For Cox, this project was only right. Thomas Wolfe famously wrote, “You can’t go home again” — but in Cox’s case at least, he was wrong. The actor may have left at 17, but his dreams were born in Scotland, and he will never forget that. “This is a love letter to Scotland — it’s a love letter to the land — but it’s also about understanding the nature of your roots and how your roots liberate you, not bind you,” he explains. And although he plays the older brother, there is something of the younger in him, too. “That he lives somewhere else doesn’t invalidate that fact that his roots are important to him, and not just important, but a fundamental part of who he is.
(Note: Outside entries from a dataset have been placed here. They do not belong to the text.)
PR #143, opened 2020-02-13
Plot loss

efernandez:
This adds a test that plots the loss functions `\rho`, influence (`\phi`) and weight functions, as explained in 

The test doesn't really perform any check, but it simply generates the plots, which are useful to understand how the loss functions look like. The fact that the plots are generated (saved as SVG files) is considered as the test not failing, in the sense that it didn't crashed. I couldn't think of a better way to get this in, but I'm open to suggestions.

The plots look like this:

| Function | Plot |
| ------------ | ------ |
| `\rho` | rho |
| influence (`\phi`)      | influence |
| weight     | weight |

As mentioned in https://github.com/locusrobotics/fuse/pull/141, you can see the `TukeyLoss` weight function doesn't reach `1` when the residual `r == 0`. In fact, it reaches `0.5`. This is because I believe it has a bug and it should be multiplied by `2`.

There's a cmake option called `BUILD_WITH_INTERACTIVE_TESTS` that defaults to `OFF`. In this cases it only saves the plots as SVG. When it's turned `ON`, the plots are also shown in Qt windows, so you can zoom and pan to inspect them.

This PR is on top of https://github.com/locusrobotics/fuse/pull/142

### DIFF
--- a/fuse_loss/CMakeLists.txt
+++ b/fuse_loss/CMakeLists.txt
@@ -89,6 +89,15 @@ install(
 if(CATKIN_ENABLE_TESTING)
   find_package(roslint REQUIRED)
 
+  find_package(Qt5 REQUIRED COMPONENTS
+    Core
+    Widgets)
+
+  # Find Qwt using FindQwt.cmake copied from:
+  # https://gitlab.kitware.com/cmake/community/-/wikis/contrib/modules/FindQwt
+  list(APPEND CMAKE_MODULE_PATH "${CMAKE_CURRENT_SOURCE_DIR}/cmake")
+  find_package(Qwt REQUIRED)
+
   # Lint tests
   set(ROSLINT_CPP_OPTS "--filter=-build/c++11,-runtime/references")
   roslint_cpp()
@@ -141,6 +150,41 @@ if(CATKIN_ENABLE_TESTING)
       CXX_STANDARD 14
       CXX_STANDARD_REQUIRED YES
   )
+
+# Qwt Loss Plot Tests
+  catkin_add_gtest(test_qwt_loss_plot
+    test/test_qwt_loss_plot.cpp
+  )
+  add_dependencies(test_qwt_loss_plot
+    ${catkin_EXPORTED_TARGETS}
+  )
+  target_include_directories(test_qwt_loss_plot
+    PRIVATE
+      include
+      ${catkin_INCLUDE_DIRS}
+      ${CERES_INCLUDE_DIRS}
+      ${Qt5Core_INCLUDE_DIRS}
+      ${Qt5Widgets_INCLUDE_DIRS}
+      ${QWT_INCLUDE_DIRS}
+  )
+  target_link_libraries(test_qwt_loss_plot
+    ${PROJECT_NAME}
+    ${catkin_LIBRARIES}
+    ${CERES_LIBRARIES}
+    ${Qt5Core_LIBRARIES}
+    ${Qt5Widgets_LIBRARIES}
+    ${QWT_LIBRARIES}
+  )
+  set_target_properties(test_qwt_loss_plot
+    PROPERTIES
+      CXX_STANDARD 14
+      CXX_STANDARD_REQUIRED YES
+  )
+
+  option(BUILD_WITH_INTERACTIVE_TESTS "Build with interactive tests" OFF)
+  if(BUILD_WITH_INTERACTIVE_TESTS )
+    target_compile_definitions(test_qwt_loss_plot PUBLIC INTERACTIVE_TESTS)
+  endif()
 
   # Scaled Loss Tests
   catkin_add_gtest(test_scaled_loss
--- a/fuse_loss/CMakeLists.txt
+++ b/fuse_loss/CMakeLists.txt
@@ -151,40 +151,43 @@ if(CATKIN_ENABLE_TESTING)
       CXX_STANDARD_REQUIRED YES
   )
 
-# Qwt Loss Plot Tests
-  catkin_add_gtest(test_qwt_loss_plot
-    test/test_qwt_loss_plot.cpp
-  )
-  add_dependencies(test_qwt_loss_plot
-    ${catkin_EXPORTED_TARGETS}
-  )
-  target_include_directories(test_qwt_loss_plot
-    PRIVATE
-      include
-      ${catkin_INCLUDE_DIRS}
-      ${CERES_INCLUDE_DIRS}
-      ${Qt5Core_INCLUDE_DIRS}
-      ${Qt5Widgets_INCLUDE_DIRS}
-      ${QWT_INCLUDE_DIRS}
-  )
-  target_link_libraries(test_qwt_loss_plot
-    ${PROJECT_NAME}
-    ${catkin_LIBRARIES}
-    ${CERES_LIBRARIES}
-    ${Qt5Core_LIBRARIES}
-    ${Qt5Widgets_LIBRARIES}
-    ${QWT_LIBRARIES}
-  )
-  set_target_properties(test_qwt_loss_plot
-    PROPERTIES
-      CXX_STANDARD 14
-      CXX_STANDARD_REQUIRED YES
-  )
+  # Qwt Loss Plot Tests
+  option(BUILD_WITH_PLOT_TESTS "Build with plot tests. These test might fail to run in headless systems." OFF)
+  if(BUILD_WITH_PLOT_TESTS)
+    catkin_add_gtest(test_qwt_loss_plot
+      test/test_qwt_loss_plot.cpp
+    )
+    add_dependencies(test_qwt_loss_plot
+      ${catkin_EXPORTED_TARGETS}
+    )
+    target_include_directories(test_qwt_loss_plot
+      PRIVATE
+        include
+        ${catkin_INCLUDE_DIRS}
+        ${CERES_INCLUDE_DIRS}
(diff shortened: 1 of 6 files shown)


efernandez:
Could someone confirm the PR checks failed because of the Qt5 and Qwt dependencies? Or maybe it's something else. :thinking: 

I thought there are standard `rosdep` entries for both of them: https://github.com/ros/rosdistro/blob/f9999563f4ac8ebe54245ac7301bba0a3af00a00/rosdep/base.yaml#L4914 and https://github.com/ros/rosdistro/blob/f9999563f4ac8ebe54245ac7301bba0a3af00a00/rosdep/base.yaml#L3343, respectively.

You also have to take into account that even though he moved away, those roots are still there, and those roots gave him the freedom to move away to go somewhere else.”
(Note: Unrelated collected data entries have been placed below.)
PR #144, opened 2020-02-14
Visualize loss

efernandez:
This PR shows the impact of a loss function into the constraint cost in the rviz display plugin for the graph.

There are two commits because the first one implements a different visualization approach I explain later. The second commit implements the final approach, that is explained below.

The error line brightness is scaled by the quotient of the constraint cost with and without loss, as it's explained in the code). This way, a dark error line means the cost is reduced significantly by the loss function, which is the expected behaviour when we get outliers, as shown in the screenshot below:

74250011-4e6c4c80-4cea-11ea-87e1-14f6d849bef1

The alternative visualization approach consisted on splitting the error line in two, using the aforementioned quotient to scaled the length of the line that belong to the loss and the rest. In this case, we'd get something like this:

74046263-86178380-49ce-11ea-976e-3e23478ea74b

I used a different width in order to distinguish one segment from the other. They're highlighted in the next image:

74214809-36bba680-4c9f-11ea-8158-6a4c9d417861

I'm open to suggestion and comments regarding the two approaches and whether you think the one I'm going with at the end is better or worse than the previous one (last one explained here). Or maybe I should combine them, but I'm quite happy with the end result for now.

### DIFF
--- a/fuse_viz/src/relative_pose_2d_stamped_constraint_visual.cpp
+++ b/fuse_viz/src/relative_pose_2d_stamped_constraint_visual.cpp
@@ -43,6 +43,7 @@
 #include <rviz/ogre_helpers/axes.h>
 #include <rviz/ogre_helpers/billboard_line.h>
 #include <rviz/ogre_helpers/movable_text.h>
+#include <tf2/utils.h>
 #include <tf2_geometry_msgs/tf2_geometry_msgs.h>
 
 #include <OgreQuaternion.h>
@@ -72,6 +73,12 @@ RelativePose2DStampedConstraintVisual::RelativePose2DStampedConstraintVisual(
   error_line_->setMaxPointsPerLine(2);
   error_line_->setNumLines(1);
 
+  // Create constraint loss error line:
+  loss_error_line_node_ = root_node_->createChildSceneNode();
+  loss_error_line_ = std::make_shared<BillboardLine>(scene_manager_, loss_error_line_node_);
+  loss_error_line_->setMaxPointsPerLine(2);
+  loss_error_line_->setNumLines(1);
+
   // Create constraint relative pose axes:
   relative_pose_axes_node_ = root_node_->createChildSceneNode();
   relative_pose_axes_ = std::make_shared<rviz::Axes>(scene_manager_, relative_pose_axes_node_, 10.0, 1.0);
@@ -97,6 +104,7 @@ RelativePose2DStampedConstraintVisual::~RelativePose2DStampedConstraintVisual()
   delete text_;
   scene_manager_->destroySceneNode(relative_pose_line_node_->getName());
   scene_manager_->destroySceneNode(error_line_node_->getName());
+  scene_manager_->destroySceneNode(loss_error_line_node_->getName());
   scene_manager_->destroySceneNode(relative_pose_axes_node_->getName());
   scene_manager_->destroySceneNode(text_node_->getName());
   scene_manager_->destroySceneNode(root_node_->getName());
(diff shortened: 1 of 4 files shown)


ayrton04 (approved):

fuse_viz/src/relative_pose_2d_stamped_constraint_visual.cpp
```diff
@@ -137,6 +140,61 @@ void RelativePose2DStampedConstraintVisual::setConstraint(
...
+    // Interpolate between the constraint's absolute position and its second variable position by the quotient between
+    // the cost with and without loss:
+    //
+    //              loss_cost      0.5 * rho[0]         rho[0]
+    // loss_scale = --------- = ------------------ = ------------
+    //                cost      0.5 * squared_norm   squared_norm
+    //
+    // Remember that in principle `rho[0] <= squared_norm`, with `rho[0] == squared_norm` for the inlier region, and
+    // `rho[0] < squared_norm` for the outlier region:
+    loss_scale_ = squared_norm == 0.0 ? 0.0 : rho[0] / squared_norm;
```
svwilliams: I'm trying to decide what the scale factor should be in the case where `squared_norm == 0`. If `rho[0]` is also zero, then it seems like the loss function did not modify the cost, and the scale should be 1.0. If `rho[0]` is not equal to zero, then something bad happened? Not sure what the color should be in that case.

svwilliams (approved):
A tiny quibble about an edge case.
As far as the broader question of how the loss function should be visualized? I'm really not sure. Maybe a "rainbow" mode, so inlier costs are green and move to red as the loss function takes affect? But this seems reasonable enough to me.

fuse_viz/src/relative_pose_2d_stamped_constraint_visual.cpp
efernandez: Good catch. The scale should be `1.0` when the `squared_norm == 0`.

If `rho[0] != 0` when `squared_norm == 0`, something bad happened, but maybe we can rely on the unit tests in `fuse_loss` to confirm that `rho[0] == 0` when `squared_norm == 0`? :thinking: 

Indeed, if `squared_norm == 0` but `rho[0] != 0`, that violates the fact that `rho[0] <= squared_norm`, which I think should always be satisfied.

There are also other case that aren't considered, like negatives values in `rho[0]`, which will also be bad. Maybe for all this cases I could add a messages like this: `ROS_WARN_STREAM_THROTTLE(10.0, "Detected invalid loss cost " << rho[0]);` :thinking:

svwilliams: This is visualization code. I'm not particularly concerned about issuing warnings for invalid loss function implementations here. If we were going to do that, I feel like that should get handled in the loss function base class, or Ceres, or something that gets executed all the time.

I'll leave it to you to decide if/how you want to visualize these cases. Ignore them, set the color to black, whatever you want.

efernandez: I've set the scale to `1.0` if `sqared_norm == 0` and warn if `rho[0] > squared_norm`, and in that case clamp `rho[0]` to `squared_norm`.

That should be fine for now. I can revisit later if I find a better way. :smiley: 

I believe Ceres doesn't check any of that for efficiency reasons, or maybe because in some cases it could still be allowed that `rho[0] > squared_norm` :thinking:

fuse_viz/src/relative_pose_2d_stamped_constraint_visual.cpp
```diff
@@ -43,15 +43,29 @@
...
 #include <rviz/ogre_helpers/movable_text.h>
+#include <tf2/utils.h>
 #include <tf2_geometry_msgs/tf2_geometry_msgs.h>
 
 #include <OgreQuaternion.h>
 #include <OgreSceneManager.h>
 #include <OgreSceneNode.h>
 
+#include <algorithm>
+
```
svwilliams, line 55: /home/ec2-user/workspace/test_rosdistro_fuse_PR-144/package/fuse_viz/src/relative_pose_2d_stamped_constraint_visual.cpp:64:  Add #include <string> for string  [build/include_what_you_use] [4]

```suggestion
#include <string>

```

efernandez: Fixed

In a sense, delving into his own history seems to be a motivation for being part of the project, but this movie also gave him the opportunity to reunite with Ashton, whom he last worked with on the British radio crime drama series McLevy in 1999. But at 76, as a man who’s constantly learning and constantly testing himself, trying something new — aka directing — was a welcome challenge. That he has an entire cupboard full of whiskeys back in the U.K., a collection that has grown substantially over the past 40 years, well, that just sweetened the pot. It’s a tough job being Brian Cox, but someone’s got to do it, eh?
As we prepare to bid each other farewell, I inevitably ask for a parting Scottish phrase. We did, after all, start our chat with the etymology of a Ned.
He thinks for a brief moment, and shares this: “My mother used to say that what’s for you will not go by you. It’s destiny. It’s one of those pearls of wisdom that I took for granted, but it’s absolutely true, because if it’s for you, it will happen. If it’s not for you, it won’t happen. If people understood that, there would be a lot less misery in the world.”